MRSA hospital deaths - Coroners’ Bill must not be delayed

GIVEN the burgeoning image of Ireland’s economy, it is alarming that people are dying because hospitals are dirty.

MRSA hospital deaths - Coroners’ Bill must not be delayed

It is also outrageous that up to now, the deaths of those who died due to the unhygienic conditions of many hospitals have not been recorded as such. In effect, it was swept under the carpet.

Yesterday, for the first time in this country, a coroner attributed the death of a 74-year-old patient to hospital acquired infection caused by the superbug.

This scandalous scenario is not a matter of funding. People have been dying because of a failure of normal hygienic practices.

An independent probe described the conditions in hospitals up and down the country as appalling. Incredibly, medical staff were ignoring the basic practice of simply washing their hands.

Yesterday’s verdict shows that Valentine Ryan died of acute renal failure due to septicaemia in April 2002. Having contracted the infection at the Mercy Hospital, Cork, he died in Cork University Hospital.

Consultant Neil Plant, who attributed the cause of death to MRSA on the death certificate, deserves to be applauded. Otherwise, the cause of death could have gone unrecorded.

At the time, as Coroner Dr Myra Cullinane observed at yesterday’s inquest, it was not clear if MRSA should be reported to coroners as a matter of course.
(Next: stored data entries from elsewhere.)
Issue #12037, opened 2019-09-10
Prevent creation of child tasks of TimedHoldTasks


lowellrex:
`TimedHoldTask`s [should not have any child tasks](https://caseflow-looker.va.gov/sql/dns58vwdwyszry) (because they themselves are simply indications that the parent task is on hold for some period of time) but that is not strictly enforced in the code anywhere. This ticket exists to add a guardrail to prevent the creation of child tasks of `TimedHoldTask`s in the code. If we come up with a generic solution here, consider reusing it to satisfy #11996 by making the code "self-documenting".

## Acceptance criteria
* [ ] Prevent creation of child tasks of `TimedHoldTask`s in the code

hschallhorn:
_[What is this graph?](https://github.com/department-of-veterans-affairs/caseflow/issues/11533)_
```
1 | |
2 | |||||
3 | ||||||
5 | 
8 | 
```

Purely preventative. This has not actually happened. Scope of the ticket is pretty straightforward. Estimating at a three if we attempt to generalize this to the base model early. Also is a different way to restrict parent/child relationships.

PR #12038, opened 2019-09-10
Exclude TimedHoldTasks from bulk assignment

lowellrex:
Resolves bug exposed by [this sentry alert](https://sentry.ds.va.gov/department-of-veterans-affairs/caseflow/issues/6516/) (and [related slack conversation](https://dsva.slack.com/archives/C4JECDLSE/p1568136167020400)).

The bug here is that the application attempts to create child tasks for `TimedHoldTask`s assigned to the `HearingsManagement` organization. That attempt will fail because `TimedHoldTask`s [should not have any child tasks](https://caseflow-looker.va.gov/sql/dns58vwdwyszry) (ticketed in #12037) and, more specifically, the request from the front-end does not pass a field required by the `TimedHoldTask` (`days_on_hold`) so validation thankfully fails to create the invalid task.

This PR prevents this issue by excluding `TimedHoldTask`s from being returned to the front-end as an option in the dropdown menu.

### DIFF
--- a/app/controllers/organizations/task_summary_controller.rb
+++ b/app/controllers/organizations/task_summary_controller.rb
@@ -13,19 +13,23 @@ class Organizations::TaskSummaryController < OrganizationsController
       left join (
         select closest_regional_office
         , id
-        , 'LegacyAppeal' as type
+        , '#{LegacyAppeal.name}' as type
         from legacy_appeals
         union
         select closest_regional_office
         , id
-        , 'Appeal' as type
+        , '#{Appeal.name}' as type
         from appeals
       ) all_appeals
         on tasks.appeal_id = all_appeals.id
         and tasks.appeal_type = all_appeals.type
       where assigned_to_id = #{organization.id}
-        and assigned_to_type = 'Organization'
-        and status in ('assigned', 'in_progress')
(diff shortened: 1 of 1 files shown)


app/controllers/organizations/task_summary_controller.rb
```diff
@@ -13,19 +13,23 @@ def index
...
         and tasks.appeal_type = all_appeals.type
       where assigned_to_id = #{organization.id}
-        and assigned_to_type = 'Organization'
-        and status in ('assigned', 'in_progress')
+        and assigned_to_type = '#{Organization.name}'
+        and status in ('#{Constants.TASK_STATUSES.assigned}', '#{Constants.TASK_STATUSES.in_progress}')
+      -- Exclude TimedHoldTasks from being available for bulk assignment because they should not have child tasks
+      -- and should only be created as children of NoShowHearingTasks, and those tasks will become available for
+      -- bulk assignment after the timed hold has been completed.
+        and tasks.type <> '#{TimedHoldTask.name}'
```
lowellrex: The addition of this line (32) is the only real change to the PR. The other changes are using class names and adding comments.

From here on, as she said, all cases of MRSA-related death ought to be reported to coroners.

Furthermore, it is essential that family members of patients who die from MRSA infection be given full information at inquests. Nor should coroners have to wait for new legislation to do this.

Such measures should be basic requirements of the Coroners’ Bill currently being framed by Government.